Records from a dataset
══════════════════════════════

PR #77, opened 2023-03-14
first commit to implement Melt dependent viscosity

Iddingsite:
Here a first try to implement Melt dependent viscosity based on Schmeling et al., 2012  (not working right now because it doesn't take into account args argument). Also needs tests.


albert-de-montserrat:
I guess this PR is dead and melt-dependant viscosity has been already implemented in #164. I will close this.

PR #87, opened 2023-05-03
Local density function for multi-phases rheology given volume fractions

albert-de-montserrat:
There was an in-place function `compute_density!(rho, Mat_tup1, PhaseRatio, args)` to do this but we are missing the one to do it locally, which is more convinient for our codes. To avoid name redunancy and ambiguity, I think it is better to use a different name for local volume fractions kernels, e.g. `compute_density_ratio(PhaseRatio, rheologies, args)` here.

### DIFF
--- a/src/Density/Density.jl
+++ b/src/Density/Density.jl
@@ -18,6 +18,7 @@ abstract type AbstractDensity{T} <: AbstractMaterialParam end
 
 export compute_density,        # calculation routines
     compute_density!,       # in place calculation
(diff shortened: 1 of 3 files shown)


boriskaus:
fair - does this allocate.

albert-de-montserrat:
No :) 
```julia-repl
julia> @btime  compute_density_ratio($PhaseRatio, $rheologies, $args)   
  5.200 ns (0 allocations: 0 bytes)
```

PR #96, opened 2023-08-25
Performance of viscosity kernels

albert-de-montserrat:
Improves performance of viscosity calculations by ~10%.


boriskaus:
We should probably add a test for 1.9 as well, not? And are the fails in nightly something to worry about? Would be bad if the code is broken when 1.10 is released.

albert-de-montserrat:
Should definetly test against 1.9.X. Testing nightly is a bit more annoying but I would not remove the test, I can take care of it later on.

boriskaus (approved):

boriskaus:
They released an alpha version of 1.10 now; I think there is a way to call that from the CI

PR #15, opened 2016-02-21
deps: Add goop and Goopfile

AbdealiJK:


AbdealiJK:
Ive asked the circleci guys whats up with this - blocked until they reply back.

Issue #32, opened 2016-02-21
XML Bear


sils1297:
_From @sils1297 on February 7, 2016 16:8_

apparently I did https://github.com/coala-analyzer/coala/commit/20fdbd88f3d638365776e75f7af9f01e6d18af29 not sure how good this is reusable

_Copied from original issue: coala-analyzer/coala#1309_

sils1297:
_From @yash14123 on February 9, 2016 2:8_

Can you explain this a little bit more?

sils1297:
_From @Makman2 on February 9, 2016 3:44_

This issue is about implementing a new bear that scans through XML files. For this purpose @sils1297 used the python built-in `xml` module inside his commit.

══════════════════════════════

* _Activity_:
Where a line of the records above holds the word "PhaseRatio", copy that line.

* _Your response_:
There was an in-place function `compute_density!(rho, Mat_tup1, PhaseRatio, args)` to do this but we are missing the one to do it locally, which is more convinient for our codes. To avoid name redunancy and ambiguity, I think it is better to use a different name for local volume fractions kernels, e.g. `compute_density_ratio(PhaseRatio, rheologies, args)` here.
julia> @btime  compute_density_ratio($PhaseRatio, $rheologies, $args)   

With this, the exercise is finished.